— Да? А когда? И как его звали, милый? Если он похож на тебя, я бы его запомнила, — раздался смеющийся голос. Смуглокожая, медноволосая, стремительная как птица танцовщица возникла рядом с кадетами как будто из пустоты. От неё сладко пахло гвоздикой, мускусом и свежим, здоровым потом. Серебристые юбки танцевали при каждом шаге, на руках позвякивали браслеты, на изумительной шее висел, колыхаясь на невесомой цепочке, тоненький лунный серп.

— Правда, похож? — парень зарделся до ушей, расплывшись в улыбке. — Я классный?

— Ты — белый и сын белого, — ладонь красавицы потянулась к щеке нахала и ущипнула её отнюдь не ласково. — Ваша кровь не умеет любить, ей нечем потешить и согреть женщину. Если бы твой брат был таким же наглым, лживым щенком как ты, я запомнила бы его — чтобы никогда больше не видеть и не брать у него денег. На, возьми!

Роза словно из воздуха добыла монетку в один кредо и подбросила в воздух.

— Купишь себе мороженое… чтобы набраться сил.

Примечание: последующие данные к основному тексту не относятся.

PR #4977, opened 2016-09-13
Fix #4934. Make GVP _after_ eager unlock.

### LINKED ISSUE #4934: Inconsistency with `bundle update` (major vs minor/patch)
Here's a [test case](https://github.com/marcandre/bundler-cases/blob/f1d57f49cc4871b5eda803825c649f982fd719ac/cases/conservative/very_basic.rb) aiming to illustrate the inconsistency with `bundle update foo` with different `--major`/`minor`/`patch`. The only available gem versions are patches releases, so all three options should all behave the same but they don't for [the `minor` and `patch` options](https://github.com/marcandre/bundler-cases/blob/f1d57f49cc4871b5eda803825c649f982fd719ac/cases/conservative/very_basic.rb#L43-L59).

I feel this inconsistency has to be bug. For sure, it makes it impossible to understand what is supposed to be going on.

Moved from https://github.com/chrismo/bundler-cases/issues/6

chrismo:
When Definition creates the GemVersionPromoter, it needs to do so
_after_ it's performed the eager_unlock so the GVP gets the correct list
of unlocked gems.

Prior to this fix, it had a stricter list of gems being updated with the
new `--patch` or `--minor` options used with `bundle update` and in some
cases would have inconsistent results when used without a conservative
switch or the `--major` option. See #4934 for details.

### DIFF
--- a/lib/bundler/definition.rb
+++ b/lib/bundler/definition.rb
@@ -102,13 +102,13 @@ module Bundler
       end
       @unlocking ||= @unlock[:ruby] ||= (!@locked_ruby_version ^ !@ruby_version)
 
-      @gem_version_promoter = create_gem_version_promoter
-
       add_current_platform unless Bundler.settings[:frozen]
 
       @path_changes = converge_paths
       eager_unlock = expand_dependencies(@unlock[:gems])
       @unlock[:gems] = @locked_specs.for(eager_unlock).map(&:name)
+
+      @gem_version_promoter = create_gem_version_promoter
 
       @source_changes = converge_sources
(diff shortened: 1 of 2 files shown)


segiddins:
@homu r+

segiddins:
@homu retry

chrismo:
thx @segiddins!

lynnco:
This PR seems to have been missed in the releases! Will have to investigate if its been shipped in `1.13.1` or `1.13.2`. If not if may require a `1.13.3` release

PR #4980, opened 2016-09-14
replicate cons. bundle install in update cmd

chrismo:
In the discussion on new 1.13 [Conservative Bundle
Updates](https://github.com/bundler/bundler-features/issues/122), some
users would like to have the same [Conservative
Updating](http://bundler.io/v1.12/man/bundle-install.1.html#CONSERVATIVE-UPDATING)
behavior available in `bundle install` when a declared dependency is
altered in the Gemfile, also available in the `bundle update` command.

### DIFF
--- a/lib/bundler/cli.rb
+++ b/lib/bundler/cli.rb
@@ -215,14 +215,16 @@ module Bundler
       "Update ruby specified in Gemfile.lock"
     method_option "bundler", :type => :string, :lazy_default => "> 0.a", :banner =>
       "Update the locked version of bundler"
-    method_option "patch", :type => :boolean, :hide => true, :banner =>
+    method_option "patch", :type => :boolean, :banner =>
       "Prefer updating only to next patch version"
-    method_option "minor", :type => :boolean, :hide => true, :banner =>
+    method_option "minor", :type => :boolean, :banner =>
       "Prefer updating only to next minor version"
-    method_option "major", :type => :boolean, :hide => true, :banner =>
+    method_option "major", :type => :boolean, :banner =>
       "Prefer updating to next major version (default)"
-    method_option "strict", :type => :boolean, :hide => true, :banner =>
+    method_option "strict", :type => :boolean, :banner =>
       "Do not allow any gem to be updated past latest --patch/--minor/--major"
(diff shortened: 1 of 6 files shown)


segiddins:
Is this approach preferable to adding a conservative option to the unlock hash for Bundler.definition?

chrismo:
It's easily debatable ... pushing another option into Definition seems to be bloating Definition, esp. for a piece of functionality (calculating eager_unlocking) that appears to be pretty specific to updating only. 

The other view is that it truly belongs in Definition -- that `bundle lock` possibly also cares about this functionality ... though one could step back and say `bundle lock` really shouldn't be implemented separately, but as an option of `update` and `install` ... ? 

After many thoughts thunk, I decided to pick one way to implement it, sleep on it and get some feedback.

chrismo:
@segiddins I went ahead and swapped out the design to just passing this through to Definition. My OOP OCD sort of still prefers it the other way, but it's a more intrusive/transitive change than doing the way you suggested.

chrismo:
@indirect also want some feedback on the new options naming here, additions to both bundle update and bundle lock.

indirect:
I think `--conservative` or `--lock-children` is pretty clear. There is literally a section in the `install` manpage named [CONSERVATIVE UPDATING](http://bundler.io/v1.3/man/bundle-install.1.html#CONSERVATIVE-UPDATING) so I think an option named `--conservative` that turns on that behavior is reasonably understandable/expected. 👍

chrismo:
cool. `--lock-children` could be confusing, IMO. I'll change it out to `--conservative`.

chrismo:
@indirect ready for review and @homu if you approve

indirect:
@chrismo looks great, thanks!

@homu r+

chrismo:
i canceled the homu build, realizing i hadn't squashed the commits

chrismo:
@indirect @homu ping

indirect:
@homu retry

chrismo:
Guessing this one test failure was a fluke? Looks unrelated, and only on one old matrix combo: https://travis-ci.org/bundler/bundler/builds/169640862

PR #4983, opened 2016-09-14
[RubygemsIntegration] Ensure redefined methods have the same visibility

### LINKED ISSUE #4975: Error in Bundler 1.13 with JRuby 1.7.x
Calling

Bundler.require

fails with

Gem Load Error is: private method `require' called for Kernel:Module
Backtrace for gem load error is:
/home/test/.gem/gems/bundler-1.13.0/lib/bundler/runtime.rb:91:in `require'
org/jruby/RubyArray.java:1613:in `each'
/home/test/.gem/gems/bundler-1.13.0/lib/bundler/runtime.rb:86:in `require'
org/jruby/RubyArray.java:1613:in `each'
/home/test/.gem/gems/bundler-1.13.0/lib/bundler/runtime.rb:75:in `require'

Пока парни глотали слова и слюни, выбирая ответ, с резким свистом опустился аэрокар. Из него торопливо вышел… господин директор Академии, переодетый в штатское. По счастью взгляд его был устремлён на Розу, точнее на тёмные соски девушки, дерзко приподнявшие ткань тонкой блузы. Танцовщица щёлкнула пальцами и исчезла за стеклянными дверями, директор неуклюже переступая поспешил следом. Сладкий запах цветка смешался с химической вонью одеколона и перестал быть.

— Эта — с ним? — ахнули хором приятели.

— Нет, — хрипло выдохнул Алекс. — Вы видели — он смотрел на неё, она нет. Она его не взяла, а за деньги таких не купишь. Она же хапа-хаоле.

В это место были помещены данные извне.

PR #4990, opened 2016-09-15
Dynamically fetch expected rails version

segiddins:
This way, we don't have to update this expectation every time a new rails version comes out


segiddins:
@homu r+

— Стерва она, — огрызнулся прыщавый. — Но красивая… интересно, с кем она ляжет?

— Со мной, — сказал Алекс. — Когда я подниму корабль и посажу его.

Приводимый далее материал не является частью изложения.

PR #4701, opened 2016-06-22
Unset GEM_PATH with nil not empty string.

chrismo:
This should fix #4592, the tests all pass, but the line of code in
question goes back to 2010, so this sorta seems slightly dangerous, but
it's probable the circumstances of hitting this line in conjunction with
`bundle exec` is a combination that didn't exist prior to 1.12.x.

Issue #4592 has a full diagnosis, but the gist of it is this: if an
empty string is passed as the `GEM_PATH` to the subsequent process
launched by `bundle exec`, then if the `cmd` portion of `bundle exec` is
a ruby shebanged file, then if the current bundle install uses a local
path (`disable_shared_gems` is true) then it won't be able to find the
bundler gem at all because Bundler doesn't install itself into its own
Bundle, it's only installed in the system gems for the Ruby.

Кадеты загоготали было, но смолкли, глядя, как изменилось лицо приятеля, как сжались тяжёлые кулаки — словно перед ненавистной центрифугой или экзаменом. Он всегда добивался цели — как истинный белый.

Через неделю Алексу исполнилось шестнадцать. У «мамы» больше не было нужды его опекать. Устроив маленький праздник в особняке, она исчезла наутро — в космопорт и дальше на Землю — забрав свои вещи и деньги, оставив все фотографии и дарственную на дом. Ночью же… он не узнал имени той служанки (служанки ли), что согрела ему постель, и настрого запретил слугам впредь присылать к нему в спальню женщин. Ему было хорошо — лучше, чем можно себе позволить. К тому же женщина вела общий танец — увлекала, поддерживала, задавала неспешный ритм. А он знал, был уверен всем телом — направляет мужчина.

В выпускном классе им выдали белую форму и шикарные фуражки — пока без околыша. Начались орбитальные тренировки. Старый, почти преодолённый недуг навалился на него с новой силой — Алекса тошнило, мутило, болела голова, подкатывал панический ужас. Но он сжимал кулаки и часами вертелся на центрифуге. А потом занимался йогой, уговаривал тело покориться, принять и сделать. Ещё рывок, ещё тысяча миль, ещё старт — и он полетит. Последним экзаменом должен был стать рейс до Легаты — четвёртой планеты системы. Каждый кадет вёл корабль — свой участок пути.

Раз в неделю — как совершеннолетний — он заходил в «Джанг», а когда не оставалось сил, посылал деньги — сто кредо за танец и сто за букет лучших, пышных и благородных оранжерейных роз, какие можно найти на Тау. Алекс не знал, что Роза любила живой жасмин в покрытых закатной росой садах и простые полевые цветы — друзья твердили, что важна роскошь, цена подарка… Танцовщица уже улыбалась ему, как знакомому, видя за столиком — может чуть-чуть теплее, чем остальным — или кадету хотелось так думать.

Перед вылетом он тайно посоветовался с врачами, разработал по графику схему приёма стимуляторов, транков, адаптогенов. Старый медик назвал его идиотом — с такой расшатанной вестибуляркой, с такой аллергией на космос вообще нельзя летать. Алекс прищурился — он белый человек, будущий капитан корабля. Для него не существует слова «нельзя». Он должен — и точка. Должен выполнить волю отца. Наставники не заметили ни странного груза, ни свинцовой бледности выпускника. Он поднялся на борт так же легко, как и другие кадеты, так же пристально смотрел на огромные звёзды в иллюминаторах, так же молниеносно бегал пальцами по пульту управления, так же смешно болтал ногами в первый час невесомости. И никому не рассказывал, как все сорок ночей просыпался от давящего кошмара — будто стены каюты медленно, неудержимо смыкаются, собираясь его раздавить. Не помогали ни лекарства, ни упражнения — только успокоительное мерное урчание рыже-белого корабельного кота. Случалось, кадет до рассвета сидел на койке, медленно гладя пушистую тёплую спинку, почёсывая нежную шейку всеобщему любимцу. И плевал на насмешки сокурсников.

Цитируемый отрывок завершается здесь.